_Work task_. Search the records below for the word "force", then return every line where it appears.

_Saved data entries_.
PR #3270, opened 2026-06-29
consistent-hashing shard allocation strategy

pjfanning:
Copy over some Akka 2.8.3 changes that are now available under Apache License, version 2.0.

https://github.com/akka/akka-core/releases/tag/v2.8.3

The changes in #3277 relate to these changes too

### ClusterShardAllocationMixin (PR 31967)
- Extracts shared allocation logic (`RegionEntry`, `ShardSuitabilityOrdering`, `AllocationMap`, `JoiningCluster`, `LeavingClusterStatuses`, `isAGoodTimeToRebalance`, `regionEntriesFor`) from `AbstractLeastShardAllocationStrategy` into a new `ClusterShardAllocationMixin` trait
- `AbstractLeastShardAllocationStrategy` companion object retains backward-compat type aliases delegating to the mixin
- Fixes two test cases in `LeastShardAllocationStrategySpec` / `DeprecatedLeastShardAllocationStrategySpec`: rolling-update members now use distinct IPs (was incorrectly reusing `127.0.0.1`); unreachable/joining-dc tests now include a third member and use `Set.empty` for unreachable where appropriate
- https://github.com/akka/akka-core/pull/31967

### ConsistentHashingShardAllocationStrategy (PR 31967)
- New `ConsistentHashingShardAllocationStrategy` that uses `pekko.routing.ConsistentHash` to assign shards, enabling co-location of related entity types sharing the same shard-ID scheme
- Extends `ActorSystemDependentAllocationStrategy with ClusterShardAllocationMixin` (does not inherit `AbstractLeastShardAllocationStrategy`)
- Compile-only docs tests added for both Scala and Java APIs in `cluster-sharding-typed`
- https://github.com/pjfanning/incubator-pekko/pull/58 describes the fix needed for this test based on the fact that the `pekko` protocol affects the hash algorithm compared with the `akka` protocol that the tests were originally written to support

```scala
ClusterSharding(system).init(
  Entity(Building.TypeKey)(createBehavior = entityContext => Building(entityContext.entityId))
    .withMessageExtractor(new Building.MessageExtractor)
    .withAllocationStrategy(new ConsistentHashingShardAllocationStrategy(rebalanceLimit = 10)))
```

### Translation notes
- All `akka.*` package/config references → `org.apache.pekko.*` / `pekko.*`
- `scala.compat.java8.FutureConverters` → `scala.jdk.FutureConverters` (`.toJava`/`.asJava`)
- `akka.util.JavaDurationConverters` → `scala.jdk.DurationConverters` (`.toScala`)
- `akka.util.ccompat.JavaConverters` → `scala.jdk.CollectionConverters`
- `@unused` (`akka.util.unused`) → `@nowarn("msg=never used")` (`scala.annotation`)


pjfanning:
Problem Analysis
The test is failing at line 84:

Code
Actor[pekko://myapp@127.0.0.1:252525/system/fake/regionA] did not equal Actor[pekko://myapp@127.0.0.2:252525/system/fake/regionB]
This indicates the consistent hashing is returning regionB when the test expects regionC for shard "0".

Root Cause
Looking at the test setup in ConsistentHashingShardAllocationStrategySpec:

Scala
val memberA = newUpMember("127.0.0.1")
val memberB = newUpMember("127.0.0.2")
val memberC = newUpMember("127.0.0.3")

val regionA = newFakeRegion("regionA", memberA)
val regionB = newFakeRegion("regionB", memberB)
val regionC = newFakeRegion("regionC", memberC)

private def strategy(rebalanceLimit: Int = 0) =
  new ConsistentHashingShardAllocationStrategy(rebalanceLimit) {
    override protected def clusterState: CurrentClusterState =
      CurrentClusterState(SortedSet(memberA, memberB, memberC))
    ...
  }

"allocate to regions" in {
  val allocationStrategy = strategy()
  val allocations = emptyAllocationsABC
  allocationStrategy.allocateShard(regionA, "0", allocations).futureValue should ===(regionC)
The issue is in how the consistent hash is computed. In ConsistentHashingShardAllocationStrategy.scala:

Scala
private def nodesForRegions(...): Vector[Address] = {
  currentShardAllocations.keysIterator.map(nodeForRegion).toVector
}

private def updateHashing(nodes: Vector[Address]): Unit = {
  val sortedNodes = nodes.sorted  // ← This is the issue
  ...
  consistentHashing = ConsistentHash(sortedNodes, virtualNodesFactor)
}
The problem is that nodes.sorted returns the nodes in an unpredictable order when passed to the consistent hash, and it depends on the Address ordering. The test expectations were written based on specific hash behavior that isn't guaranteed by the current implementation.

Solution
The ConsistentHash should be initialized with nodes in a deterministic order. The nodes should be sorted by their Address in a consistent way. Looking at the code, it uses Address.addressOrdering, but the sorted call without an explicit ordering may not be using it correctly.

The fix is to ensure the nodes are sorted using the same ordering consistently:

Scala
private def updateHashing(nodes: Vector[Address]): Unit = {
  val sortedNodes = nodes.sorted(Address.addressOrdering)  // Explicit ordering
  if (sortedNodes != hashedByNodes) {
    ...
However, there may be a deeper issue: the test expectations themselves may need to be adjusted to match the actual consistent hash output for these node IPs and shard IDs.

pjfanning:
I'm not yet sure why these tests fail. I don't see anything obvious in terms of diffs in the code with akka 2.8.3. I haven't had a lot of time to compare it and won't over the next few days. My AI budget is now very limited but the comment above is a basic Haiku take on the issue.

He-Pin:
ConsistentHashingShardAllocationStrategySpec.scala:84 is actual regionA but expecting regionB

He-Pin:
I will try to debug this with Ai agent first and send a PR to your repo

He-Pin:
On chat.qwen.ai we can use qwen 3.7 max to review the pr for free

He-Pin (approved):
LGTM.

cluster-sharding/src/main/mima-filters/2.0.x.backwards.excludes/consistent-hashing-allocation.excludes
```diff
@@ -0,0 +1,22 @@
...
+# software distributed under the License is distributed on an
+# "AS IS" BASIS, WITHOUT WARRANTIES OR CONDITIONS OF ANY
+# KIND, either express or implied.  See the License for the
+# specific language governing permissions and limitations
+# under the License.
+
+# Internal classes affected by refactor related to Collocating shards with consistent hashing
+ProblemFilters.exclude[MissingClassProblem]("org.apache.pekko.cluster.sharding.internal.AbstractLeastShardAllocationStrategy$")
+ProblemFilters.exclude[MissingClassProblem]("org.apache.pekko.cluster.sharding.internal.AbstractLeastShardAllocationStrategy$RegionEntry")
+ProblemFilters.exclude[MissingClassProblem]("org.apache.pekko.cluster.sharding.internal.AbstractLeastShardAllocationStrategy$RegionEntry$")
```
He-Pin, line 21: Nit: "Collocating" → "Colocating" — matches the spelling used in the docs added by this PR ("Colocate Shards", "Colocate processes").

cluster-sharding-typed/src/test/java/jdocs/org/apache/pekko/cluster/sharding/typed/ConsistentHashingShardAllocationCompileOnlyTest.java
```diff
@@ -0,0 +1,141 @@
...
+      @Override
+      public Command unwrapMessage(ShardingEnvelope<Command> envelope) {
+        return envelope.message();
+      }
+    }
+
+    static EntityTypeKey<Building.Command> typeKey =
+        EntityTypeKey.create(Building.Command.class, "Building");
+
+    public interface Command {}
```
He-Pin, line 57: Nit: `static EntityTypeKey<...> typeKey` could be `static final` for immutability. Same for `Device.typeKey` below. (Matches Akka source verbatim so non-blocking.)

He-Pin (approved):

He-Pin (approved):
LGTM. I did not find any must-fix issues in this diff. The only residual risk is the defensive IllegalStateException paths in the new allocation strategy, but they do not block merge.

PR #291, opened 2019-02-13
Fix to_string bracket formatting functions on *Flags.

Wunkolo:
This just a fix in relation to 9a4f863d6e8bbaa9a029d985781104e0ffc4158d to have bitflag formatting be consistent with previous versions of `vulkan.hpp`
Right now:
Empty bitmask returns: `{}`
Populated bitmask returns: ` Graphics | Compute | Transfer | SparseBinding`

How it used to be:
Empty bitmask returns: `{}`
Populated bitmask returns: ` {Graphics | Compute | Transfer | SparseBinding}`


mtavenrath:
asussenbach fixed the issue slightly different. Thank you for your input!

PR #292, opened 2019-02-24
Add StructureChain tuple-based accessor

Wunkolo:
At the moment, pulling out individual components of a structure chain involves multiple calls to `get` and creating references to each individual element in the chain:
```cpp
// Makes a structure-chain type
auto DevicePropertyChain
	= SomePhysicalDevice.getProperties2<
		vk::PhysicalDeviceProperties2,
		vk::PhysicalDeviceIDProperties
	>();

// Now I have to pull out individual references
auto& DeviceProperties = DevicePropertyChain.get<vk::PhysicalDeviceProperties2>();
auto& DeviceIDProperties = DevicePropertyChain.get<vk::PhysicalDeviceIDProperties>();
```

A tuple-based accessor is added that returns a tuple of the requested reference types. Also allows for [structured-binding](https://en.cppreference.com/w/cpp/language/structured_binding) based declarations.
```cpp
// Makes a structure-chain type
auto DevicePropertyChain
	= SomePhysicalDevice.getProperties2<
		vk::PhysicalDeviceProperties2,
		vk::PhysicalDeviceIDProperties
	>();

// Structured binding creates referenced types
auto [DeviceProperties, DeviceIDProperties] = DevicePropertyChain.get<vk::PhysicalDeviceProperties2,vk::PhysicalDeviceIDProperties>();
```

### DIFF
--- a/VulkanHppGenerator.cpp
+++ b/VulkanHppGenerator.cpp
@@ -4554,6 +4554,15 @@ int main( int argc, char **argv )
 
     template<typename ClassType> ClassType& get() { return static_cast<ClassType&>(*this);}
 
+    template<typename ClassTypeA, typename ClassTypeB, typename ...ClassTypes>
+    std::tuple<ClassTypeA, ClassTypeB, ClassTypes...> get()
+    {
+        return std::tuple_cat(
+            std::make_tuple(get<ClassTypeA>(),get<ClassTypeB>()),
+            std::make_tuple(get<ClassTypes>()...)
+        );
+    }
+
   private:
     template<typename List, typename X>
     void link()


mtavenrath:
Structured binding is a C++17 feature. This change would force code bases compiled on compilers without C++17 support to use tuples which will break compatibility.

I filed issue to discuss how enable  C++14/C++17 features. Once we got an agreement here this PR can be merged with a guard and a second get function get_tuple with the interface you've implemented.

Wunkolo:
> Structured binding is a C++17 feature.
> This change would force code bases compiled on compilers without C++17 support to use tuples which will break compatibility.

Structured bindings are a C++17 feature yeah, but the code in this PR is all C++**11** features! C++17 just adds the syntax sugar around declaring a value from a `tuple`.

This PR uses `std::tuple_cat` and `std::make_tuple` to handle calls to `get` with two or more template arguments and returns a tuple of the requested types.
```cpp
    template<typename ClassTypeA, typename ClassTypeB, typename ...ClassTypes>
    std::tuple<ClassTypeA, ClassTypeB, ClassTypes...> get()
    {
        return std::tuple_cat(
            std::make_tuple(get<ClassTypeA>(),get<ClassTypeB>()),
            std::make_tuple(get<ClassTypes>()...)
        );
    }
```

The structured binding feature I showed is just one of the benefits of having a tuple-based return value. This would also work with an `std::tie` based assignment as well.

asuessenbach:
You're absolutely right, that's just C++11.
So thanks a lot for your contribution, we very much appreciate that!

Issue #297, opened 2019-03-08
add option use system-wide tinyxml2


sl1pkn07:
Hi

is possible add the option for use system tinyxml2 instead of download the sources?

tinyxml2 have pkgconfig and cmake modules for use in cmake

greetings

sl1pkn07:
~~~patch
diff --git a/CMakeLists.txt b/CMakeLists.txt
index 8f11117..05bfa7b 100644
--- a/CMakeLists.txt
+++ b/CMakeLists.txt
@@ -52,19 +52,27 @@ set(SOURCES
   VulkanHppGenerator.cpp
 )
 
-set(TINYXML2_SOURCES
-  tinyxml2/tinyxml2.cpp
-)
-
-set(TINYXML2_HEADERS
-  tinyxml2/tinyxml2.h
-)
+find_package(tinyxml2 REQUIRED)
+if(tinyxml2_FOUND)
+  set(TINYXML2_HEADERS
+    ${tinyxml2_INCLUDE_DIRS}
+  )
+else()
+  set(TINYXML2_HEADERS
+    tinyxml2/tinyxml2.h
+  )
+  set(TINYXML2_SOURCES
+      tinyxml2/tinyxml2.cpp
+  )
+endif()
 
 source_group(headers FILES ${HEADERS})
 source_group(sources FILES ${SOURCES})
 
 source_group(TinyXML2\\headers FILES ${TINYXML2_HEADERS})
-source_group(TinyXML2\\sources FILES ${TINYXML2_SOURCES})
+if(NOT tinyxml2_FOUND)
+  set(TINYXML2_SOURCES
+      tinyxml2/tinyxml2.cpp
+  )
+endif()
 
 source_group(headers FILES ${HEADERS})
 source_group(sources FILES ${SOURCES})
 
 source_group(TinyXML2\\headers FILES ${TINYXML2_HEADERS})
-source_group(TinyXML2\\sources FILES ${TINYXML2_SOURCES})
+if(NOT tinyxml2_FOUND)
+  source_group(TinyXML2\\sources FILES ${TINYXML2_SOURCES})
+endif()
 
 add_executable(VulkanHppGenerator
   ${HEADERS}
@@ -75,7 +83,11 @@ add_executable(VulkanHppGenerator
 
 set_property(TARGET VulkanHppGenerator PROPERTY CXX_STANDARD 11)
 
[...]

PR #299, opened 2019-03-11
Add find_package-based tinyxml2 linkage

Wunkolo:
Will select between either the user-system's pre-existing tinyxml2 library, or utilize
the embedded git library within the repo.
When using the repo-tinyxml2, it will instead use `add_library` to link against the tinyxml2 target. 
Saves the need for a recursive git-clone in favor of linking against the user's already-compiled tinyxml2 library, making it build-ready straight from a `git clone` if the user already has tinyxml2 installed.
Implements suggestions based on #297

### DIFF
--- a/CMakeLists.txt
+++ b/CMakeLists.txt
@@ -44,38 +44,24 @@ file(TO_NATIVE_PATH ${CMAKE_CURRENT_SOURCE_DIR}/vulkan/vulkan.hpp vulkan_hpp)
 string(REPLACE "\\" "\\\\" vulkan_hpp ${vulkan_hpp})
 add_definitions(-DVULKAN_HPP_FILE="${vulkan_hpp}")
 
-set(HEADERS
-  VulkanHppGenerator.hpp
-)
-
-set(SOURCES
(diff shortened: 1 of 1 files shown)


mtavenrath:
@Wunkolo The change does not provide a FindTinyXML2.cmake script and cmake does not have support for tinyxml2 by default. To ensure this change works nicely those would have to be added making the change more complex than necessary.

What is the reason to use the system library instead of the one provided as submodule? Given the added complexity I'm not sure if it makes sense to do such a change.

asuessenbach:
This has been resolved by PR #417.

sl1pkn07:
> @Wunkolo The change does not provide a FindTinyXML2.cmake script and cmake does not have support for tinyxml2 by default. To ensure this change works nicely those would have to be added making the change more complex than necessary.
> 

no need FindTinyXML2.cmake because tinyxml2 have include the cmake module for use with cmake

> What is the reason to use the system library instead of the one provided as submodule? Given the added complexity I'm not sure if it makes sense to do such a change.

avoid use static libs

_Response area_.
Structured binding is a C++17 feature. This change would force code bases compiled on compilers without C++17 support to use tuples which will break compatibility.
> This change would force code bases compiled on compilers without C++17 support to use tuples which will break compatibility.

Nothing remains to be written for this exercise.